TRY IT -
Search the entries below for the string "cancelled" and copy the lines that hold it.

EXTRACTED RECORDS -
PR #1180, opened 2017-07-06
Initial retry logic for consumers

jskeet:
This is #1108 rebased into master and squashed to a single commit.


jskeet:
Ah - having accidentally pushed into Ian's branch after all, it looks like I can kill this.

PR #1183, opened 2017-07-06
Hi-perf pubsub integration test

chrisdunelm:


jskeet:
I'm *drowning* in PRs today, so this may end up being reviewed tomorrow.

apis/Google.Cloud.PubSub.V1/Google.Cloud.PubSub.V1.IntegrationTests/HighPerformancePubsub.cs
```diff
@@ -0,0 +1,163 @@
...
+using System.Collections.Generic;
+using System.Linq;
+using System.Threading;
+using System.Threading.Tasks;
+using Xunit;
+
+namespace Google.Cloud.PubSub.V1.IntegrationTests
+{
+    [Collection(nameof(PubsubFixture))]
+    public class HighPerformancePubsub
```
jskeet: Test suffix? (Also I'd stick with PubSub with a capital S wherever possible. The lower case s in the proto-generated names is unfortunate.)

apis/Google.Cloud.PubSub.V1/Google.Cloud.PubSub.V1.IntegrationTests/HighPerformancePubsub.cs
```diff
@@ -0,0 +1,163 @@
...
+using System;
+using System.Collections.Generic;
+using System.Linq;
+using System.Threading;
+using System.Threading.Tasks;
+using Xunit;
+
+namespace Google.Cloud.PubSub.V1.IntegrationTests
+{
+    [Collection(nameof(PubsubFixture))]
```
jskeet: Possibly add a comment explaining why there's console output. (I think it's fine to do, but worth explaining.)

apis/Google.Cloud.PubSub.V1/Google.Cloud.PubSub.V1.IntegrationTests/HighPerformancePubsub.cs
```diff
@@ -0,0 +1,163 @@
...
+            // Watchdog to report progress and fail test on deadlock
+            int prevSentCount = -1;
+            int prevRecvCount = -1;
+            CancellationTokenSource watchdogCts = new CancellationTokenSource();
+            Task.Run(async () =>
+            {
+                while (true)
+                {
+                    await Task.Delay(TimeSpan.FromSeconds(1), watchdogCts.Token).ConfigureAwait(false);
+                    var localSentCount = Interlocked.Add(ref sentCount, 0);
```
jskeet: This is to do a thread-safe read, yes? Another alternative is to use CompareExchange.

apis/Google.Cloud.PubSub.V1/Google.Cloud.PubSub.V1.IntegrationTests/HighPerformancePubsub.cs
```diff
@@ -0,0 +1,163 @@
...
+            int sentCount = 0;
+            long sentSum = 0L; // Sum of bytes of sent messages
+
+            // Watchdog to report progress and fail test on deadlock
+            int prevSentCount = -1;
+            int prevRecvCount = -1;
+            CancellationTokenSource watchdogCts = new CancellationTokenSource();
+            Task.Run(async () =>
+            {
+                while (true)
```
jskeet: Possibly `while (!watchdogCts.IsCancellationRequested)` just to make it clearer that this *will* end? (It doesn't much matter whether it ends due to spotting that or the Task.Delay being cancelled.)

apis/Google.Cloud.PubSub.V1/Google.Cloud.PubSub.V1.IntegrationTests/HighPerformancePubsub.cs
```diff
@@ -0,0 +1,163 @@
...
+            });
+
+            // Publish
+            var rnd = new Random(1234);
+            var activePubs = new HashSet<Task>();
+            int sentCount = 0;
+            long sentSum = 0L; // Sum of bytes of sent messages
+
+            // Watchdog to report progress and fail test on deadlock
+            int prevSentCount = -1;
```
jskeet: Do these really need to be outside the scope of the watchdog task?

apis/Google.Cloud.PubSub.V1/Google.Cloud.PubSub.V1.IntegrationTests/HighPerformancePubsub.cs
```diff
@@ -0,0 +1,163 @@
...
+                    Assert.True(false, "Test cancelled by watchdog");
+                }
+                var msgSize = rnd.Next(minMessagesize, maxMessageSize + 1);
+                var msg = new byte[msgSize];
+                rnd.NextBytes(msg);
+                sentSum += msg.Sum(x => (long)x);
+                // Send message, and record Task
+                var pubTask = bulkPublisher.PublishAsync(msg);
+                Interlocked.Increment(ref sentCount);
+                lock (activePubs) activePubs.Add(pubTask);
```
jskeet: Braces or use Locked. (Or just use a concurrent collection?)

apis/Google.Cloud.PubSub.V1/Google.Cloud.PubSub.V1.IntegrationTests/HighPerformancePubsub.cs
```diff
@@ -0,0 +1,163 @@
...
+                // Remove Task from active when the message has been sent to server
+                Task unused = Task.Run(async () =>
```
jskeet: Rather than use Task.Run, maybe just attach a continuation to pubTask?

apis/Google.Cloud.PubSub.V1/Google.Cloud.PubSub.V1.IntegrationTests/HighPerformancePubsub.cs
```diff
@@ -0,0 +1,163 @@
...
+                });
+                // If too many messages are currently in flight, wait a bit
+                while (activePubs.Locked(() => activePubs.Count) >= maxMessagesInFlight)
+                {
+                    await Task.Delay(TimeSpan.FromMilliseconds(1)).ConfigureAwait(false);
+                }
+            }
+            Console.WriteLine("Publishing complete");
+            // Wait for all messages to be sent to server
+            await Task.WhenAll(activePubs.Locked(() => activePubs.ToArray())).ConfigureAwait(false);
```
jskeet: I don't think you need to worry about ConfigureAwait in these tests...

apis/Google.Cloud.PubSub.V1/Google.Cloud.PubSub.V1.IntegrationTests/HighPerformancePubsub.cs
```diff
@@ -0,0 +1,163 @@
...
+            Console.WriteLine("Publishing completed sending to server");
+
+            // Wait for subscriber to finish shutdown
+            await subTask.ConfigureAwait(false);
+            watchdogCts.Cancel();
+            Console.WriteLine("Subscriber finished shutdown");
+            Console.WriteLine($"Sent: {sentCount}; Recv: {recvCount}");
+
+            // Check that all messages are correctly received (probably)
```
jskeet: Why the probably?

apis/Google.Cloud.PubSub.V1/Google.Cloud.PubSub.V1.IntegrationTests/HighPerformancePubsub.cs
chrisdunelm: Done

apis/Google.Cloud.PubSub.V1/Google.Cloud.PubSub.V1.IntegrationTests/HighPerformancePubsub.cs
chrisdunelm: Oops, done :)

apis/Google.Cloud.PubSub.V1/Google.Cloud.PubSub.V1.IntegrationTests/HighPerformancePubsub.cs
chrisdunelm: Fixed.

apis/Google.Cloud.PubSub.V1/Google.Cloud.PubSub.V1.IntegrationTests/HighPerformancePubsub.cs
chrisdunelm: Done

apis/Google.Cloud.PubSub.V1/Google.Cloud.PubSub.V1.IntegrationTests/HighPerformancePubsub.cs
chrisdunelm: Yes, to make it thread-safe.
I can never quite remember how CompareExchange works! So using Add is quicker ;)

apis/Google.Cloud.PubSub.V1/Google.Cloud.PubSub.V1.IntegrationTests/HighPerformancePubsub.cs
chrisdunelm: Done.
There isn't a concurrent HashMap. There's a ConcurrentBag, but it's not the same thing.

apis/Google.Cloud.PubSub.V1/Google.Cloud.PubSub.V1.IntegrationTests/HighPerformancePubsub.cs
chrisdunelm: Done

apis/Google.Cloud.PubSub.V1/Google.Cloud.PubSub.V1.IntegrationTests/HighPerformancePubsub.cs
chrisdunelm: I've had an instance of an xunit test where it did matter, so I no longer take the chance ;)

apis/Google.Cloud.PubSub.V1/Google.Cloud.PubSub.V1.IntegrationTests/HighPerformancePubsub.cs
chrisdunelm: Because simply adding all the bytes together isn't fool-proof :) There could be some weird error condition that causes the count and sums to match, but is actually wrong. Unlikely though.

jskeet: Ah, I see. That makes sense, but isn't terribly clearly indicated by "probably". I'd have something like:

> This isn't foolproof (we can get to the right sum with wrong values) but it's a pretty strong indicator.

apis/Google.Cloud.PubSub.V1/Google.Cloud.PubSub.V1.IntegrationTests/HighPerformancePubsub.cs
jskeet: You could use ConcurrentDictionary easily, using either a fixed value or the same key and value (basically use it as a set). Not really a problem, but worth considering.

apis/Google.Cloud.PubSub.V1/Google.Cloud.PubSub.V1.IntegrationTests/HighPerformancePubSubTest.cs
```diff
@@ -0,0 +1,163 @@
...
+using System.Threading;
+using System.Threading.Tasks;
+using Xunit;
+
+namespace Google.Cloud.PubSub.V1.IntegrationTests
+{
+    // Notes:
+    // * These tests output progress to the console, as they can take minutes to run.
+    // * These send/recv considerable amounts of network data.
+    //   Only test with a machine and cloud account that can handle this.
```
jskeet: Hmm. Given the warning, I wonder whether we need to create a new kind of test project - StressTests or similar. (Ben has the same requirement for Spanner.) I normally run all the integration tests before doing a release, and we probably don't want to do that from my home machine/network/account... it's probably okay for now, but let's think about it.

jskeet:
A couple of potential nits you could consider addressing, but LG already and if you do address the nits, I'm sure I don't need to check them :)

chrisdunelm:
One nit addressed.

Thanks for the LG, but you *haven't approved it* ;)

apis/Google.Cloud.PubSub.V1/Google.Cloud.PubSub.V1.IntegrationTests/HighPerformancePubSubTest.cs
chrisdunelm: Yes, some formal indication that this has stressy requirements sounds like a good idea.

SOLUTION TO THIS PROBLEM -
jskeet: Possibly `while (!watchdogCts.IsCancellationRequested)` just to make it clearer that this *will* end? (It doesn't much matter whether it ends due to spotting that or the Task.Delay being cancelled.)
+                    Assert.True(false, "Test cancelled by watchdog");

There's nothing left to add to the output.